Hello, Katy. Of course I don’t mind you asking about the food you’re eating.
The foods you named are below along with my opinion about each.
Quinoa: I would eat this only two or three times a week.
Buckwheat: I see no problem with this.
Bread (currently making with buckwheat flour, flaxseed meal, baking soda, cream of tartar, sea salt, coconut powder, eggs, olive oil and a dash of stevia)
No problems with the bread that I can see.
Oat cakes (ingredients are oatmeal, extra virgin olive oil, dulse sea vegetable, sodium bicarbonate, cracked black pepper, sea salt)
If the oat cakes contain regular oatmeal, you should leave this out of your diet. May I ask, do you make this yourself and if so, why do you add sodium bicarbonate?
Blueberries (small portions only a few times a week)
I know that I originally wrote that it should be alright to eat these a few times a week, but I would leave them completely out of the diet for the time being as blueberries do contain a simple sugar in the form of fructose. I’m sure others would disagree with me, but I’m only saying this because you’re still not seeing any real improvements.
Organic Greek yoghurt: I see no problem with the yogurt.
Sweet potato (About one a week); I would leave this out of the diet for the time being.
Brown lentils (protein for my salad about once to twice a week);
If I’m correct, brown lentils are fairly low in carbs, if this is true, I see no problem with having them once or twice a week.
You stated that you’re taking one tablet of Caprylic acid a day. Is this actually in tablet form or capsule? I would be sure to purchase the capsules and not the tablets. You can also increase the amount of these every few days as it is not unusual for a person with Candida to take up to six capsules a day.

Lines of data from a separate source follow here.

PR #956, opened 2019-01-11
Remove mandrill

jonodrew:
The aim of this PR is to remove mandrill from `supplier-frontend` entirely. Maintaining multiple clients complicates the codebase and takes up brain space for developers. [Ticket](https://trello.com/c/w6nXOqSR/317-replace-mandrill-with-notify-in-supplier-frontend)
In addition, the mandrill client is now deprecated

1. The first commit removes a route that wasn't used any more. It also removes the associated email template
2. The second commit brings in [new functionality from utils](https://github.com/alphagov/digitalmarketplace-utils/commit/0977ac95c26c73ea87e22a825d97d9b94539930a)
3. The third commit replaces mandrill with notify in the framework_dashboard 
4. The fourth commit replaces mandrill with notify in the `view_contract_variation` route
5. The fifth commit removes mandrill from a number of tests where it was passed in but not used. I think this clears the tests up a little and makes it clearer what is being tested.


tests/app/main/test_frameworks.py
```diff
@@ -1706,72 +1706,6 @@ def teardown_method(self, method):
         self.data_api_client_patch.stop()
         super().teardown_method(method)
 
-    def test_page_renders_if_all_ok(self):
```
katstevens: We don't want to remove the tests for the GET view, only the POST.

app/main/views/frameworks.py
```diff
@@ -1121,24 +1124,21 @@ def view_contract_variation(framework_slug, variation_slug):
         )
 
         # Send email confirming accepted
-        mandrill_client = DMMandrillClient()
-        email_body = render_template(
-            'emails/{}_variation_{}_agreed.html'.format(framework_slug, variation_slug)
+        notify_client = DMNotifyClient(
+            current_app.config['DM_NOTIFY_API_KEY'],
```
katstevens: As before, don't need the config to be supplied here

app/main/views/frameworks.py
```diff
@@ -1121,24 +1124,21 @@ def view_contract_variation(framework_slug, variation_slug):
...
+            templates=dict()
```
katstevens: `DMNotifyClient` looks for a dict of templates in the app's config during `__init__`, just like it does for the api key. We should be keeping any template IDs we end up creating in the app config - this line would overwrite that config, and we'd never find our framework's template ID in the try/except below.

app/main/views/frameworks.py
```diff
@@ -1087,6 +1087,9 @@ def contract_review(framework_slug, agreement_id):
 @main.route('/frameworks/<framework_slug>/contract-variation/<variation_slug>', methods=['GET', 'POST'])
 @login_required
 def view_contract_variation(framework_slug, variation_slug):
+    """
+    This view asks suppliers to agree to a framework variation and then generates a confirmation email  when they do.
```
katstevens: I'd add a massive `TODO: create a variation template in Notify before adding a variation to a framework in the API` here.

tests/app/main/test_frameworks.py
```diff
@@ -4945,10 +4945,12 @@ def test_shows_updated_heading_and_countersigner_details_but_no_form_if_counters
         assert len(doc.xpath('//label[contains(text(), "I accept these proposed changes")]')) == 0
         assert len(doc.xpath('//input[@value="I accept"]')) == 0
 
-    def test_api_is_called_to_agree(self):
+    @mock.patch('app.main.views.frameworks.DMNotifyClient', autospec=True)
+    def test_api_is_called_to_agree(self, mocked_notify_class):
```
katstevens: I have no idea what this test name means 😹 I know it was there before but can we take this opportunity to make it more descriptive? Either that or combine it with `test_email_is_sent_to_correct_users` below (same scenario, each thing being asserted happens in both tests)

tests/app/main/test_frameworks.py
```diff
@@ -4960,47 +4962,43 @@ def test_api_is_called_to_agree(self):
...
         )
 
-    def test_success_message_is_displayed_on_success(self):
+    @mock.patch('app.main.views.frameworks.DMNotifyClient', autospec=True)
+    def test_success_message_is_displayed_on_success(self, mocked_notify_class):
+        mocked_notify_client = mocked_notify_class.return_value
+        mocked_notify_client.templates = {'g-cloud-8_variation_1': 123456789}
         self.data_api_client.get_framework.return_value = self.g8_framework
         self.data_api_client.get_supplier_framework_info.return_value = self.good_supplier_framework
         res = self.client.post(
```
katstevens: The test below this one (`test_api_is_not_called_and_no_email_sent_for_subsequent_posts`) still has a `DMMandrillClient` patch - it needs replacing with the Notify client so we can assert the email isn't sent.

app/main/views/frameworks.py
```diff
@@ -91,24 +91,25 @@ def framework_dashboard(framework_slug):
...
-                "Application started email failed to send: {error}, supplier_id: {supplier_id}",
-                extra={'error': str(e), 'supplier_id': current_user.supplier_id}
+
+        for address in [user['emailAddress'] for user in supplier_users if user['active']]:
+            # this has no try block as any error is caught and handled by the DMNotifyClient
+            notify_client.send_email(
+                to_email_address=address,
+                template_name_or_id=notify_client.templates[framework['family']],
+                personalisation={
+                    'framework_name': framework['name'],
```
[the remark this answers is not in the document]
jonodrew: If we have two separate templates, no, and if the content is miles apart then it's probably worth taking that approach.

requirements.txt
```diff
@@ -31,22 +31,22 @@ idna==2.8
 inflection==0.3.1
 Jinja2==2.10
 jmespath==0.9.3
-mailchimp3==2.0.18
+mailchimp3==3.0.6
```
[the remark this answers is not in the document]
jonodrew: It passes all the tests - how else can I make sure it's behaving itself?

app/main/views/frameworks.py
jonodrew: This is a mistake on my part. I need to write the template, but your comment speaks to a wider thing - should the templates be part of the config rather than inserted on initialisation?

katstevens: Yes - that's the pattern we use across the apps.

app/main/views/frameworks.py
```diff
@@ -91,24 +91,18 @@ def framework_dashboard(framework_slug):
...
+        for address in [user['emailAddress'] for user in supplier_users if user['active']]:
+            # this has no try block as any error is caught and handled by the DMNotifyClient
+            notify_client.send_email(
+                to_email_address=address,
+                template_name_or_id=notify_client.templates[framework['family']],
+                personalisation={
+                    'framework_applications_close_date': framework['applicationsCloseAt'],
+                    'framework_clarification_questions_close_date': framework['clarificationsCloseAt'],
+                },
+                reply_to_address_id='24908180-b64e-513d-ab48-fdca677cec52'  # this is enquiries@...
```
benvand: I'd expect this UUID to be a config value. If I went looking for it the first place I'd look would be the config.

app/main/views/frameworks.py
```diff
@@ -1209,24 +1109,18 @@ def view_contract_variation(framework_slug, variation_slug):
...
-            )
+        notify_client = DMNotifyClient()
+        for address in returned_agreement_email_recipients(supplier_framework):
+            try:
+                notify_client.send_email(
+                    to_email_address=address,
+                    template_name_or_id=notify_client.templates.get(f'{framework_slug}_variation_{variation_slug}'),
+                    personalisation={'framework_name': framework_slug}
+                )
+            except KeyError:
```
benvand: The `.get` method on a dict will not raise a `KeyError` if the key does not exist. It returns none by default. You might be thinking of the square brackets accessor.

benvand: The `try: except` here realistically serves to suppress an exception in the case that the template doesn't exist.
I think I'd rather have an exception. We'd likely notice much faster that this wasn't working.

config.py
```diff
@@ -34,6 +34,8 @@ class Config(object):
         "create_user_account": "84f5d812-df9d-4ab8-804a-06f64f5abd30",
         "invite_contributor": "5eefe42d-1694-4388-8908-991cdfba0a71",
         "framework_agreement_signature_page": "08929c93-f9e7-4b40-b75f-418659308324",
+        'g-cloud': '7362aad7-1ffa-4e36-8ddd-d16cc5305175',
+        'digital-outcomes-and-specialists': '1920c708-66a9-466e-a0ae-3bd13d31e32d'
```
benvand: Hard to tell what these keys relate to at a glance... framework names are a bit vague and could relate to anything `variation_agreement`? `framework_acceptance`? `kicked_off_framework`?

app/main/views/frameworks.py
benvand: Could use detailing here too:
https://alphagov.github.io/digitalmarketplace-manual/contract-variations.html?highlight=variation

app/main/views/frameworks.py
```diff
@@ -1209,24 +1109,18 @@ def view_contract_variation(framework_slug, variation_slug):
...
-            current_app.logger.error(
-                "Variation agreed email failed to send: {error}, supplier_id: {supplier_id}",
-                extra={'error': str(e), 'supplier_id': current_user.supplier_id}
-            )
+        notify_client = DMNotifyClient()
+        for address in returned_agreement_email_recipients(supplier_framework):
+            try:
+                notify_client.send_email(
+                    to_email_address=address,
+                    template_name_or_id=notify_client.templates.get(f'{framework_slug}_variation_{variation_slug}'),
```
benvand: I think leaving the `_agreed` on the end of the key is more descriptive, and keeps in line with the old name of the file.

app/main/views/frameworks.py
```diff
@@ -835,133 +829,35 @@ def framework_agreement(framework_slug):
...
     return render_template(
-        "frameworks/agreement.html",
+        'frameworks/contract_start.html',
+        signature_page_filename=SIGNATURE_PAGE_FILENAME,
         framework=framework,
+        framework_urls=content_loader.get_message(framework_slug, 'urls'),
+        lots=[{
+            'name': lot['name'],
+            'result': lot_results[lot['slug']]
+        } for lot in framework['lots']],
```
benvand: Doesn't requre splitting over multiple lines:
https://gds-way.cloudapps.digital/manuals/programming-languages/python/style-guide.html#line-length-lt-120

app/main/views/frameworks.py
```diff
@@ -91,24 +91,18 @@ def framework_dashboard(framework_slug):
...
-                tags=['{}-application-started'.format(framework_slug)],
-            )
-        except EmailError as e:
-            current_app.logger.error(
-                "Application started email failed to send: {error}, supplier_id: {supplier_id}",
-                extra={'error': str(e), 'supplier_id': current_user.supplier_id}
+        notify_client = DMNotifyClient()
+
+        for address in [user['emailAddress'] for user in supplier_users if user['active']]:
+            # this has no try block as any error is caught and handled by the DMNotifyClient
```
benvand: Good comment for the review, but probably not required for the final merge

app/main/views/frameworks.py
```diff
@@ -1123,10 +1005,10 @@ def contract_review(framework_slug, agreement_id):
...
 
-        email_client = DMNotifyClient()
+        notify_client = DMNotifyClient()
         for email_address in returned_agreement_email_recipients(supplier_framework):
             try:
-                email_client.send_email(
+                notify_client.send_email(
                     to_email_address=email_address,
                     template_name_or_id="framework_agreement_signature_page",
                     personalisation={
```
katstevens: We should add in a `reference` kwarg here for the Notify client, with a hash of the email address (like we do for the clarification question email above)

app/main/views/frameworks.py
```diff
@@ -1175,6 +1057,10 @@ def contract_review(framework_slug, agreement_id):
 @main.route('/frameworks/<framework_slug>/contract-variation/<variation_slug>', methods=['GET', 'POST'])
 @login_required
 def view_contract_variation(framework_slug, variation_slug):
+    """
+    This view asks suppliers to agree to a framework variation and then generates a confirmation email  when they do.
+    """
+    # TODO: create a variation template in Notify web UI before addiing a variation to a framework in the API
```
katstevens: Small typo `addiing` but otherwise 👍

app/main/views/frameworks.py
katstevens: Wait a second - what email is this again? Is this `contract_review` view ever used for G8 and up?

tests/app/main/test_frameworks.py
```diff
@@ -5353,7 +5050,7 @@ def test_api_is_not_called_and_no_email_sent_for_subsequent_posts(self, mandrill
         )
         assert res.status_code == 200
         assert self.data_api_client.agree_framework_variation.called is False
-        assert mandrill_send_email.called is False
+        assert mocked_notify_client.called is False
```
katstevens: Great 👍 Though I've just realised the happy path test above doesn't assert that the Notify client is actually called (I missed that one first time round, sorry).

app/main/views/frameworks.py
jonodrew: In the above, we use the current user's email address. Why is that? And is that what I should replicate?

katstevens: It's so that we can find the unique reference to it in the Notify dashboard if we need to. So just using the email address we're sending to in `to_email_address` is fine.

jonodrew: > Wait a second - what email is this again? Is this `contract_review` view ever used for G8 and up?

yes - we removed the other route, but this is the one that's used for G8 and up

katstevens: Ah yes, sorry. This file is too confusing! So this is the one that's already using Notify, got it. We should still add a reference I think...

tests/app/main/test_frameworks.py
```diff
@@ -4821,9 +4525,11 @@ def test_we_abort_if_agreement_does_not_match_supplier_framework(
             supplier_framework
         )
 
+    @mock.patch('app.main.views.frameworks.DMNotifyClient', autospec=True)
```
katstevens: I think we already patch the `send_email` method of the DMNotifyClient in the setup of this test class so we don't need this patch - we can use `self.notify_send_email` in the test.

tests/app/main/test_frameworks.py
jonodrew: Where sorry?

app/main/views/frameworks.py
```diff
@@ -782,23 +782,13 @@ def framework_updates_email_clarification_question(framework_slug):
...
-                    'email_hash': hash_string(current_user.email_address),
-                    'code': 'clarification-question-confirm-email.fail'
-                })
+        notify_client.send_email(
+            current_user.email_address,
+            template_name_or_id=notify_client.templates['confirmation_of_clarification_question'],
+            personalisation=confirmation_email_personalisation,
+            reference='clarification-question-confirm-{}'.format(hash_string(current_user.email_address)),
+            reply_to_address_id=current_app.config['DM_ENQUIRIES_EMAIL_ADDRESS_UUID']
+        )
```
katstevens: Ah - I think we wanted this email to fail silently, hence the try..except. It's just a confirmation receipt so not crucial. There's a comment on line 775 for this.

jonodrew: I think this will still fail silently if the email doesn't send, with the error being picked up by the client. If there's a `KeyError` then it'll fail more noisily. Is that okay?

katstevens: Hmm I think the client will still raise an `EmailError` (https://github.com/alphagov/digitalmarketplace-utils/blob/master/dmutils/email/dm_notify.py#L178). It'll handle the logging itself but the user will still get a 500.

jonodrew: Ah, you're right. I'll put in the try...except

app/main/views/frameworks.py
```diff
@@ -1209,23 +1096,13 @@ def view_contract_variation(framework_slug, variation_slug):
...
-            )
-        except EmailError as e:
-            current_app.logger.error(
-                "Variation agreed email failed to send: {error}, supplier_id: {supplier_id}",
-                extra={'error': str(e), 'supplier_id': current_user.supplier_id}
+        notify_client = DMNotifyClient()
+        for address in returned_agreement_email_recipients(supplier_framework):
+            notify_client.send_email(
+                to_email_address=address,
+                template_name_or_id=notify_client.templates[f'{framework_slug}_variation_{variation_slug}_agreed'],
```
katstevens: I quite like having this explicitly fetch a template that we haven't created yet - it'll be extra visible that some action is required if/when we come to use it!

app/main/views/frameworks.py
```diff
@@ -835,133 +828,32 @@ def framework_agreement(framework_slug):
...
-            } for lot in framework['lots']],
-            supplier_framework=supplier_framework,
-            supplier_registered_name=get_supplier_registered_name_from_declaration(supplier_framework['declaration']),
-        ), 200
+    drafts, complete_drafts = get_drafts(data_api_client, framework_slug)
+    complete_drafts_by_lot = {
+        lot['slug']: [draft for draft in complete_drafts if draft['lotSlug'] == lot['slug']]
+        for lot in framework['lots']
+    }
+    lot_results = {k: lot_result(v) for k, v in complete_drafts_by_lot.items()}
```
benvand: Readability could benefit from (IMO)
```
lot_results = {lot_slug: lot_result(draft_services) for lot_slug, draft_services in complete_drafts_by_lot.items()}
```
I think this has the advantage of cementing the structure of the above comprehension. But it's a bit of a nitpick tbh :)

benvand:
(👋 bye Mandrill!)

jonodrew:
> (👋 bye Mandrill!)

Not quite...still that pesky Zendesk/Salesforce question to solve!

However, if you really want to combat the Candida with this supplement, the pure organic coconut oil will work much better to benefit your purpose, or you can take both. With the oil, you can use it in cooking, but the best way to obtain it is in its pure form as in a teaspoon or tablespoon. You can work up to as many as 10 to 14 tablespoons a day.
Your greatest hold up in seeing less or milder symptoms is more than likely the probiotic if you’re not taking one. Unless I’m mistaken, you were going to wait until you returned to the UK to purchase this? If so, then this is probably why you’re seeing no improvements. If you can make or purchase kefir there in Bahrain you can try this as it contains a lot of the beneficial bacteria.
You can probably be a little more lenient with the diet once you’ve been on the probiotics for a week or two.